▸ Exercise objective
Copy out, exactly and with nothing else, the stretch of lines that starts at the line containing "tests/bson/bug0592.phpt" and finishes at the end of the data.

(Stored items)
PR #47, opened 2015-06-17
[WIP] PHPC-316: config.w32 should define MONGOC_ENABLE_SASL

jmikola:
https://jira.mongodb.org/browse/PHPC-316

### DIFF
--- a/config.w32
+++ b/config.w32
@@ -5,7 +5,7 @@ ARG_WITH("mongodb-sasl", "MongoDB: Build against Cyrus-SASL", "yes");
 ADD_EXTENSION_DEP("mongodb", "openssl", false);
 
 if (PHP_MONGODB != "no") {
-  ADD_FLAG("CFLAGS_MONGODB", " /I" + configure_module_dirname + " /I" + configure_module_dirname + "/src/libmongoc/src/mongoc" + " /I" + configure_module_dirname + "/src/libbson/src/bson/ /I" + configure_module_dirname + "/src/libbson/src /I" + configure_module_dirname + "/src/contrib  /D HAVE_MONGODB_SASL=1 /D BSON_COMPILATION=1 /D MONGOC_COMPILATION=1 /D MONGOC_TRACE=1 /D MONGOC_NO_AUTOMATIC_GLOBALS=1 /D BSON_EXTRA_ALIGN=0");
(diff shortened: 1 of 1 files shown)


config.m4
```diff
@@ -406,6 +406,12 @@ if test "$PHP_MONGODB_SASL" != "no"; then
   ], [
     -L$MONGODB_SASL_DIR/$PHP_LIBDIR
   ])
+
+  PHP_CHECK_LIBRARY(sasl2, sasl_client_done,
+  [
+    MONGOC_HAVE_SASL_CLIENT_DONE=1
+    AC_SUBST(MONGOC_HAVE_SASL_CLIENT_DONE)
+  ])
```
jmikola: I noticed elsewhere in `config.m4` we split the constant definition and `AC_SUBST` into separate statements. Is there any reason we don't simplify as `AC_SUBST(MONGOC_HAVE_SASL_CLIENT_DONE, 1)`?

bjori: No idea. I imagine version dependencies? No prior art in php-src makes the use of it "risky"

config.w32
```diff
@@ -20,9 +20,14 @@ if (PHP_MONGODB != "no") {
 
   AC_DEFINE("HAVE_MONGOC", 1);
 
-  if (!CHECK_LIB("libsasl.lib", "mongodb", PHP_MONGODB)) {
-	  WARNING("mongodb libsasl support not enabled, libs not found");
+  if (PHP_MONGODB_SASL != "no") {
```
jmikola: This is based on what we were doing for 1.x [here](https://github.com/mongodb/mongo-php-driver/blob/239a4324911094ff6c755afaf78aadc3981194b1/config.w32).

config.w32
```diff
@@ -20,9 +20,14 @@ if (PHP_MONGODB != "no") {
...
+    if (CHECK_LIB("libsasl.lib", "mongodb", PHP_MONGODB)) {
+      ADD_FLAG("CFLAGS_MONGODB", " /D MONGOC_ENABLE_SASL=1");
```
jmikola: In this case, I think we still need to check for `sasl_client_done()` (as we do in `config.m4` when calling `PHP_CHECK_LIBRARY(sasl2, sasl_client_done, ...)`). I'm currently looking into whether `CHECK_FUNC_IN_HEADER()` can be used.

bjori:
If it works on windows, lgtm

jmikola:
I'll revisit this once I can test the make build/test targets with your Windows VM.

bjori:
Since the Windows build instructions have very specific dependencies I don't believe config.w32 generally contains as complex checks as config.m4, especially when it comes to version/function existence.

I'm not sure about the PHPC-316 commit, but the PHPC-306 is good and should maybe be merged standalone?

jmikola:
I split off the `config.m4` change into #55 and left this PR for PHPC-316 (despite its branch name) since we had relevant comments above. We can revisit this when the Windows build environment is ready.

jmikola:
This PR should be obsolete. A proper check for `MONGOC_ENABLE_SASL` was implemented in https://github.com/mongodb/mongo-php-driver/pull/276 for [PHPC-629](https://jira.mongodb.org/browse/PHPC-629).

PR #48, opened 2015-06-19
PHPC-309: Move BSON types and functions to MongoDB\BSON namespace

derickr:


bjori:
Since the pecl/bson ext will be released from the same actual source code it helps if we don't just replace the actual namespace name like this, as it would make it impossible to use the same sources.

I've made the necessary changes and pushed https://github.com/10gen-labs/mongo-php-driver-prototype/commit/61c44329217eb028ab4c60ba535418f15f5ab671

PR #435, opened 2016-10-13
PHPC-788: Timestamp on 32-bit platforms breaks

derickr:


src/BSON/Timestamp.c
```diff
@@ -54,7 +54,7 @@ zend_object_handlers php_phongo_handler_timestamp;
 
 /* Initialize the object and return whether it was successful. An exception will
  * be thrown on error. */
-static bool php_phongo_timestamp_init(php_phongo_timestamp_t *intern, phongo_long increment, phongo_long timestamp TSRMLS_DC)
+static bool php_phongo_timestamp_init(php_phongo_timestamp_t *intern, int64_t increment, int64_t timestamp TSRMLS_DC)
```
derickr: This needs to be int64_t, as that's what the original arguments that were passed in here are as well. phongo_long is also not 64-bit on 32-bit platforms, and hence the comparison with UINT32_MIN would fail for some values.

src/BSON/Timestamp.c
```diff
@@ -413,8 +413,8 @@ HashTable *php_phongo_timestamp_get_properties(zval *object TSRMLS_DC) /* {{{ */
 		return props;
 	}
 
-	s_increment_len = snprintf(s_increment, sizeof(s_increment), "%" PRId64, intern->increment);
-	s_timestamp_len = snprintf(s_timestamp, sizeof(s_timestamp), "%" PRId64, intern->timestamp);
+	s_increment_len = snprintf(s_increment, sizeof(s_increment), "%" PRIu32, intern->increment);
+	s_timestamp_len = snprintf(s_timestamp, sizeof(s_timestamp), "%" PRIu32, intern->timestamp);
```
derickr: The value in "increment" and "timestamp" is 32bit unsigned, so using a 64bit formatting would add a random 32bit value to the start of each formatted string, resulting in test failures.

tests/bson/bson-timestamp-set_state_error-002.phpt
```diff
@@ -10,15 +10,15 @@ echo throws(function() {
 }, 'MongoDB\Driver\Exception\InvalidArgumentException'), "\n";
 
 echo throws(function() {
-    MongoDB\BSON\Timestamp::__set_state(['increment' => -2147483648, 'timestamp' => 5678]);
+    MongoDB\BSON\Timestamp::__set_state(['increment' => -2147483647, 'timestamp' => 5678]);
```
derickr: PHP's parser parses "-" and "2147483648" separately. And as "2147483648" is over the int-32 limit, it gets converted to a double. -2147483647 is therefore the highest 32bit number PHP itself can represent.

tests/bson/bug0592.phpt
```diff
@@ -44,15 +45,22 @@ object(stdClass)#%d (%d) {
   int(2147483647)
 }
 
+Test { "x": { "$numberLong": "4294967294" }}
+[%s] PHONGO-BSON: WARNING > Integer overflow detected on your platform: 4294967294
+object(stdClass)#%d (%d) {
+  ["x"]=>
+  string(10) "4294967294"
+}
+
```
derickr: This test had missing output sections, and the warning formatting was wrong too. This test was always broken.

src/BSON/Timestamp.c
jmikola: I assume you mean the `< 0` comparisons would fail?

▸ Exercise response
tests/bson/bug0592.phpt
```diff
@@ -44,15 +45,22 @@ object(stdClass)#%d (%d) {
   int(2147483647)
 }
 
+Test { "x": { "$numberLong": "4294967294" }}
+[%s] PHONGO-BSON: WARNING > Integer overflow detected on your platform: 4294967294
+object(stdClass)#%d (%d) {
+  ["x"]=>
+  string(10) "4294967294"
+}
+
```
derickr: This test had missing output sections, and the warning formatting was wrong too. This test was always broken.

src/BSON/Timestamp.c
jmikola: I assume you mean the `< 0` comparisons would fail?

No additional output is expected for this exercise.